Anti-Abuse Rules: Final regulations clarify that the look-through rules do not apply to nonconsolidated C corporations where the principal purpose of an upper tier borrowing funds is to allow the amount of the taxpayer's basis allocable to trades or businesses not subject to Section 163(j) to increase.
Business Interest Limitation Guidance for PE and VC Funds with International Structures
The final regulations specify that the no-negative ATI rule applies to the CFC group as a whole, rather than disallowing negative ATI of an individual CFC group member when computing the group’s ATI.
CFCs may not deduct foreign income taxes in their calculation of ATI, regardless of the U.S. shareholder’s election to deduct or credit these taxes.
Anti-abuse rules for intragroup transactions were expanded to include transactions with a principal purpose of affecting the CFC group’s Section 163(j) limitation by increasing or decreasing not only ATI, but also by adjusting business interest income.

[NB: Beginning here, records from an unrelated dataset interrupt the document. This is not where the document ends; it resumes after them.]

PR #130, opened 2021-05-24
Add dataset policy members on creation

aherbst-broad:
## Why

[Relevant ticket](https://broadinstitute.atlassian.net/browse/DSPDC-1717)
We want to add relevant dataset policy members at the time of creation to avoid manual setup in swagger.

## This PR
* Adds a `create_dataset_with_policy_members` method to the `hca_manage` class, which creates the dataset, polls on it's creation then adds the specified policy members, along with a test
* Reflects the extracted job polling code from [this dagster-utils ](https://github.com/broadinstitute/dagster-utils/pull/15)PR
* Adds an `_exec_tdr_op` helper method to the dataset manager, which wraps all TDR calls in the dataset script with a handler that looks for 401 responses. If a 401 is received, it outputs a more helpful message rather than the usual traceback spew. 

## TODO
- [x] Update `dagster-utils` version once related PR is merged

### DIFF
--- a/orchestration/dagster_orchestration/hca_manage/common.py
+++ b/orchestration/dagster_orchestration/hca_manage/common.py
@@ -8,13 +8,8 @@ from dagster import make_python_type_usable_as_dagster_type
 from dagster.core.types.dagster_type import String as DagsterString
 
 from dagster_utils.contrib.google import default_google_access_token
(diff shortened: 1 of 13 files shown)


quazi-broad (approved):
changes look good to me

eparkmonster (approved):

PR #132, opened 2021-05-27
Snapshotting improvements

aherbst-broad:
## Why

[Relevant ticket](https://broadinstitute.atlassian.net/browse/DSPDC-1789)
During the last snapshot process, there were a few pain points:
* No job ID was exposed via slack, making it difficult to debug when the job failed
* The monster team did not have reader access to the generated snapshot, which is good to have for potential debugging

## This PR
* Updates the snapshotting job to expose the job ID
* Improves the slack integration to pass through a "block" layout to make the notifications more readable
* Adds `monster@firecloud.org` to the snapshot readers in prod

### DIFF
--- a/orchestration/dagster_orchestration/hca_manage/snapshot.py
+++ b/orchestration/dagster_orchestration/hca_manage/snapshot.py
@@ -74,7 +74,7 @@ class SnapshotManager:
     def __post_init__(self) -> None:
         self.reader_list = {
             "dev": ["hca-snapshot-readers@dev.test.firecloud.org"],
-            "prod": ["hca-snapshot-readers@firecloud.org"]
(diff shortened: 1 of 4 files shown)


eparkmonster (approved):

quazi-broad (approved):
lgtm.
Just had a question about why the slack notification functions were being put into the pipelines code? My initial reaction would have been to try to create a slack notification resource - is it better practice to keep logging/tracking/notification code in the pipelines for a dagster project?

raaidbroad (approved):

aherbst-broad:
@quazi-broad an interesting idea. I think in this case we wouldn't realize much gain, as this is purely adding some markup that's being passed to the existing slack notification resource, and it's not preventing us from testing at all. I think I prefer to keep it simple for now and we can refactor if it becomes cumbersome.

PR #135, opened 2021-06-02
Ability to query for snapshots

aherbst-broad:
## Why

We often need to query for snapshots, this adds the ability to our hca_manage tool so we don't have to go to the swagger page.

## This PR
* Adds the needed query method which hits the `enumerateSnapshots` endpoint
* Adds back the ability to create a dataset with a pre-baked JSON schema file, which I need for DAP TDR testing.
* Updates arg parsing in the `snapshots.py` file to use subparsers rather than mutually exclusive arg groups, bringing it in line with the approach I took in `dataset.py`.
* Minor cleanups in `dataset.py`

### DIFF
--- a/orchestration/dagster_orchestration/hca_manage/common.py
+++ b/orchestration/dagster_orchestration/hca_manage/common.py
@@ -1,6 +1,7 @@
 import argparse
 import csv
 from dataclasses import dataclass
+import logging
 import functools
 import sys
 from typing import Any, Callable, NoReturn, TextIO, TypeVar, cast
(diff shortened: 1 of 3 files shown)


orchestration/dagster_orchestration/hca_manage/common.py
```diff
@@ -25,16 +37,8 @@ def has_problems(self) -> bool:
...
-    "prod": "https://jade-terra.datarepo-prod.broadinstitute.org/",
-    "real_prod": "https://data.terra.bio/"
-}
-
-data_repo_profile_ids = {
-    "dev": "390e7a85-d47f-4531-b612-165fc977d3bd",
-    "prod": "db61c343-6dfe-4d14-84e9-60ddf97ea73f"
-}
+def setup_cli_logging_format():
+    logging.basicConfig(level=logging.INFO, format='%(message)s')
```
aherbst-broad, line 41: I am centralizing our logging format for CLI tools here, and ditching the timestamps + loglevel as I find them a bit noisy.

eparkmonster (approved):
LGTM

raaidbroad (approved):

PR #136, opened 2021-06-03
[DSPDC-1793] Add billing profile CLI

aherbst-broad:
## Why

[Relevant ticket](https://broadinstitute.atlassian.net/browse/DSPDC-1793)

We create billing profiles from time to time, we should be able to do this from the CLI outside of the Jade swagger.

## This PR
* Adds a simple CLI job to create billing profiles

### DIFF
--- a/orchestration/dagster_orchestration/hca_manage/billing_profile.py
+++ b/orchestration/dagster_orchestration/hca_manage/billing_profile.py
@@ -1,0 +1,48 @@
+import argparse
+import logging
+from typing import Optional
+import uuid
+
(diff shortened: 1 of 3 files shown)


eparkmonster (approved):
LGTM

quazi-broad (approved):
nice, lgtm. I'm wondering if any projects could take advantage of this code in the future as we see more users on Terra. I guess if that happens we can move tools like this out to dagster_utils so it can be used with other projects

aherbst-broad:
@quazi-broad yeah, exactly. I think this might fit in a "monster-tools' repo or some such thing.

PR #220, opened 2021-09-21
Bump poetry version and bust dependency cache

aherbst-broad:
## Why

Our master CI is failing and it looks like it may be this [poetry bug](https://github.com/python-poetry/poetry/issues/4409). 

## This PR
* Bumps the poetry version and busts the dependency cache to ensure we reverify the hashes on all deps.

## Checklist


quazi-broad (approved):
lgtm

PR #221, opened 2021-09-27
Un-hardcode BQ location

aherbst-broad:
## Why

[Relevant ticket](https://broadinstitute.atlassian.net/browse/DSPDC-1917)
We have datasets in dev that are not always in the US multi-region. We should be able to import to dataset's in any region needed.

## This PR
* Un-hardcodes the `US` multi-region
* Determines the region of the target dataset at runtime and uses that to a) determine where to create the "staging" dataset and b) thread through the location to downstream import queries
* The staging bucket must _also_ be located in the same region. For now, I've created a staging bucket in "us-central1" that we can use. We'll need to determine if there's a better approach than a staging bucket per region.

## Checklist

### DIFF
--- a/orchestration/hca_orchestration/solids/load_hca/load_table.py
+++ b/orchestration/hca_orchestration/solids/load_hca/load_table.py
@@ -10,7 +10,7 @@ from google.cloud.storage import Client
 
 from hca_orchestration.contrib.bigquery import BigQueryService
 from hca_orchestration.contrib.data_repo.data_repo_service import DataRepoService
-from hca_orchestration.contrib.gcs import path_has_any_data
+from hca_orchestration.contrib.gcs import path_has_any_data, remove_empty_blobs
 from hca_orchestration.models.hca_dataset import TdrDataset
 from hca_orchestration.models.scratch import ScratchConfig
 from hca_orchestration.support.typing import HcaScratchDatasetName, MetadataType, MetadataTypeFanoutResult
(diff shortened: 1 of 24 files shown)


quazi-broad (approved):
Changes to thread the new arg for region look good to me. Passing the region through will also be helpful in the future.

orchestration/hca_orchestration/solids/load_hca/load_table.py
```diff
@@ -58,6 +58,8 @@ def load_table(
         logging.info(f"No data for metadata type {metadata_type}")
         return None
 
+    remove_empty_blobs(scratch_config.scratch_bucket_name, source_path, gcs_client)
```
aherbst-broad, line 61: Dataflow was staging empty blobs for file transfer requests, in addition to those with data. BQ was choking on the empty blobs when importing so we need to remove.

orchestration/hca_orchestration/solids/load_hca/utilities.py
```diff
@@ -1,20 +1,33 @@
...
-    required_resource_keys={'slack', 'target_hca_dataset', 'dagit_config'}
+    required_resource_keys={'slack', 'target_hca_dataset', 'dagit_config', 'data_repo_client'}
 )
 def terminal_solid(
         context: AbstractComputeExecutionContext,
         results1: list[Optional[JobId]],
         results2: list[Optional[JobId]]
 ) -> None:
+    target_hca_dataset: TdrDataset = context.resources.target_hca_dataset
+    check_result = CheckManager(
```
aherbst-broad, line 21: This is running validation automatically after every import (unrelated to the BQ region updates)

PR #222, opened 2021-09-27
Snapshot default public

aherbst-broad:
## Why

We should make snapshots public in DEV by default unless they are managed access.

## This PR
* Updates our load hca pipeline to use a real SAM instance
* Updates the test_load_hca configuration to fix the e2e tests in master

## Checklist


quazi-broad (approved):
changes lgtm

PR #225, opened 2021-09-28
Fire slack notification on validation failure

aherbst-broad:
## Why

We want to be notified in slack when validation fails on import.

## This PR
* Wires up the validation egress notification to the final step of the load_hca pipeline

## Checklist


orchestration/hca_manage/check.py
```diff
@@ -20,8 +20,7 @@ def run(arguments: Optional[list[str]] = None) -> None:
     parser.add_argument("-e", "--env", help="The Jade environment to target",
                         choices=["dev", "prod", "real_prod"], required=True)
 
-    parser.add_argument("-p", "--project", help="The Jade project to target")
-    parser.add_argument("-d", "--dataset", help="The Jade dataset to target", required=True)
+    parser.add_argument("-i", "--dataset-id", help="The Jade dataset ID to target", required=True)
```
aherbst-broad, line 23: This is unrelated; passing the project and dataset name is unnecessary. Since we'll always have the dataset ID, we can discover the name and google project from that by querying jade.

orchestration/hca_orchestration/contrib/dagster.py
```diff
@@ -57,3 +58,10 @@ def gs_csv_partition_reader(gs_partitions_bucket_name: str, pipeline_name: str,
             ))
 
     return partition_sets
+
+
+def short_run_id(run_id: Optional[str]) -> str:
```
aherbst-broad, line 63: This is being used in a bunch of spots, centralizing here.

orchestration/hca_orchestration/solids/load_hca/utilities.py
```diff
@@ -25,16 +26,22 @@ def validate_and_notify(
...
+        )
+        context.resources.slack.send_message(message)
+    else:
+        kvs = {
+            "Staging area": context.run_config["solids"]["pre_process_metadata"]["config"]["input_prefix"],
+            "Target Dataset": context.resources.target_hca_dataset.dataset_name,
+            "Jade Project": context.resources.target_hca_dataset.project_id,
+            "Dagit link": f'<{context.resources.dagit_config.run_url(context.run_id)}|View in Dagit>'
+        }
+        context.resources.slack.send_message(blocks=key_value_slack_blocks("HCA Completed Import", key_values=kvs))
```
quazi-broad, line 44: Is "HCA Completed Import" correct here? It was already this way before your changes but just wondering because I thought this step was just validating and notifying.

quazi-broad (approved):
Makes sense to use the jade client instead of passing in additional args. Pulling short_run_id out saved a ton of repeated code! The slack notification code looks good.

PR #228, opened 2021-09-29
Update release config

aherbst-broad:
## Why

The dcp release partition set was attempting to be parameterized by "mode" + partition; however dagster only passes a partition to the provided run config function, which won't work since we need to know which config file to load depending on the mode. So, given that the dcp releases are really only taking place in prod, I am punting for now and limiting the dcp release partition set to prod mode and hardcoding.

## This PR
* Hardcodes the mode for the dcp release partition set function to prod
* Adds some comments + renames a few methods


quazi-broad (approved):
LGTM! sorry, I thought I had already approved this in the morning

The CFC group election will not be an annual election but each designated U.S. person must attach a statement about the CFC group election to relevant federal income tax or information returns for each taxable year in which the election is in effect.
Additional regulations are being examined for applying the Section 163(j) limitation to CFCs and U.S. persons with effectively connected income (ECI).
These final regulations were part of a last minute push by the Trump Administration to issue guidance following the enactment of the TCJA. They were published in the Federal Register on Jan. 19, 2021. They took effect on Jan. 13, 2021 and are applicable to tax years beginning on or after March 14, 2021. However, President Biden has asked agencies to consider a 60-day delay on effective dates for rules published in the Federal Register as of his inauguration. It is unclear if Treasury and the IRS will grant this request.
These final regulations provide in many aspects much-needed clarification of the 2020 proposed regulations and taxpayers may rely on them in their entirety for tax years beginning after Dec. 31, 2017.